American computer scientist and businessperson (born 1987)

Candace Victoria Mitchell (born 13 November 1987), is an American computer scientist, entrepreneur, and author. She is the co-founder and CEO of Myavana, a beauty technology company that uses AI for personalized hair care solutions. Mitchell has been recognized on Forbes 30 Under 30 (2016) and Georgia Tech’s Top 40 Under 40 Alumni list (2020).

== Early life and education ==
Mitchell grew up in Stone Mountain, Georgia (US), and attended Stephenson High School before enrolling at the Georgia Institute of Technology. She graduated in 2011 with a Bachelor of Science in Computer Science, specializing in Media and People. While at Georgia Tech, she participated in the InVenture Prize competition. In 2023, she was awarded the Rising Star Awards from the university.

== Career ==
After graduation, she worked as a data analyst and project manager at PepsiCo, Inc for a year until June 2012. In 2012, Mitchell co-founded Techturized, Inc., the parent company of Myavana, with a colleague from college.

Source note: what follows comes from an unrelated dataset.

PR #4428, opened 2026-07-28
admin-chat Plan 1 (community): AdminChangeRecord + property-change service/endpoint

jshobe-inetsoft:
## What & why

in 2026 Mitchell led a program designed to link Atlanta businesses with people attending World Cup soccer events in Atlanta, Georgia.

== Lawsuit ==
As of May 2026, Myavana (Techturized Inc.) is facing a lawsuit from an investor (Resilent Ventures) regarding missed payments and contractual breaches.

== Views ==
Speaking to Inc. magazine during the 2020 racial justice protests, Mitchell described the period as “psychologically tough” and said the underfunding of Black founders stems from systemic racism rather than differences in creativity or potential. Mitchell described the protests as a pivotal moment in addressing racial inequality and encouraged open discussion and support for equity.